Stored data:
PR #6084, opened 2021-12-19
Telegram and Webhook updates

aezomz:

## Summary
Added support for leverage and long/short values

## Quick changelog
- Updated telegram and webhook documentation
- Added leverage and long / short details

## What's new?
- Updated telegram and webhook documentation
- Added leverage and long / short details


docs/webhook-config.md
```diff
@@ -152,13 +156,15 @@ Possible parameters are:
 * `enter_tag`
 
 ### Webhooksell
-
+# TODO-lev add support for long and short?
```
xmatthias: Long and short support is there by providing "is_short" ? or am i missing something?

docs/webhook-config.md
```diff
@@ -114,6 +116,9 @@ Possible parameters are:
 * `order_type`
 * `current_rate`
 * `enter_tag`
+* `gain`
+* `profit_amount`
+* `profit_ratio`
```
aezomz: Do we add gain, profit_amount to everything here since we can long/short ?

xmatthias: it's unclear to me what the difference between "gain" and "profit_amount" is ... in my understanding - both specify "i made 10$ profit" ... ?

freqtrade/rpc/rpc.py
```diff
@@ -247,7 +248,8 @@ def _rpc_status_table(self, stake_currency: str,
                     trade.id,
                     trade.pair + ('*' if (trade.open_order_id is not None
                                           and trade.close_rate_requested is None) else '')
-                               + ('**' if (trade.close_rate_requested is not None) else ''),
+                               + ('**' if (trade.close_rate_requested is not None) else '')
+                               + f' direction_str',
```
aezomz: I think we should show if the trade is long / short in the status table command. Just need to make it "prettier"

docs/webhook-config.md
xmatthias: "everything" ... it should be added where it's really available - it will not make sense for order cancel's (for example).

aezomz: Its copied from sell fill. 
`gain = "profit" if profit_ratio > 0 else "loss"
`
I think i need to update this 
`freqtrade/freqtradebot.py`
`def _notify_exit`
to add leverage and is_short. 

Guess i need to update to account for these
RPCMessageType.SHORT_FILL
RPCMessageType.SHORT
RPCMessageType.SHORT_CANCEL

aezomz: I will update the pr to account for those, this is just draft for discussion :+1:

freqtrade/rpc/rpc.py
xmatthias: for "/status" - it might be pretty easy.
`/status table` might be harder - maybe prefixing the trade id with "L" or "S"? (so it's S-2 - or L-5) ... 
it's not "too pretty" - but i'd not know how to show this better

aezomz:
Please let me know if I miss out any test cases. I tried to be as logical as possible especially with the direction key being passed from freqtradebot.py . Quite late with this been busy with Christmas.

freqtrade/rpc/rpc.py
aezomz: I went with "2 L" or "3 S"

freqtrade/rpc/rpc.py
```diff
@@ -244,7 +245,7 @@ def _rpc_status_table(self, stake_currency: str,
                         fiat_profit_sum = fiat_profit if isnan(fiat_profit_sum) \
                             else fiat_profit_sum + fiat_profit
                 trades_list.append([
-                    trade.id,
+                    str(trade.id) + f' {direction_str}',
```
xmatthias:
```suggestion
                    f'{trade.id} {direction_str}',
```

freqtrade/rpc/telegram.py
```diff
@@ -221,20 +221,24 @@ def _format_buy_msg(self, msg: Dict[str, Any]) -> str:
...
+                      in [RPCMessageType.BUY_FILL, RPCMessageType.BUY]
+                      else {'enter': 'Short', 'entered': 'Shorted'})
         message = (
-            f"{emoji} *{msg['exchange']}:* {'Bought' if is_fill else 'Buying'} {msg['pair']}"
+            f"{emoji} *{msg['exchange']}:*"
+            f" {enter_side['entered'] if is_fill else enter_side['enter']} {msg['pair']}"
             f" (#{msg['trade_id']})\n"
             )
         message += f"*Enter Tag:* `{msg['enter_tag']}`\n" if msg.get('enter_tag', None) else ""
+        message += f"*Leverage:* `{msg['leverage']}`\n" if msg.get('leverage', None) else ""
```
xmatthias: I don't think this test for leverage (neither here, nor when buying, nor in tests) is correct.

It's based on the assumption that a "regular" order (spot order) will have a leverage of `None`.
it will however have a leverage of 1 - which will resolve to True if checked as it is here.
I think this should check `msg.get('leverage', 1.0) != 1.0` ... obviously we'd want to also slightly adapt tests to account for this.

Screenshot_20211230_172336


I've adapted/updated the code for this in one of the latest commits

xmatthias:
> Quite late with this been busy with Christmas.

No rush :+1: 

> Please let me know if I miss out any test cases. 

I think we're good for now. Most other endpoints don't use rate directly, but only profit, where long/short is not really relevant.
I'm sure we'll hit some issues once people start using it - but i think for the moment we'll be fine from a notification perspective.

samgermain:
🎉

aezomz:
:partying_face: , thanks Xmatthias and Sam definitely learned alot.

PR #6112, opened 2021-12-25
Fix test not running when user_data contains historical data.

xataxxx:
## Summary

Test `test_start_no_data` fails to run properly when user has user_data filled with data.
Since the purpose of the test is to test if it's throwing an error when no data is found then using a folder that surely does not contain suitable user data is better.

## Quick changelog

- Using tests folder as user_data folder.
- Since the test hyperopt by definition must exit with exception, it leaves behind a lock file. Remove it.

## What's new?

Using a different folder for running the test.


xmatthias (approved):
LGTM :+1:

PR #6114, opened 2021-12-26
Reduce kucoin logs

cdimauro:
All preliminary checks made and no issue found.

## Summary

Reduces several logs which are generated by the KuCoin exchange, when using its APIs to fetch che candles status.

> [Goal of the exercise]:
Looking at the entries above, determine how many lines contain the word "tests" and state only that number.

> [Final answer]:
3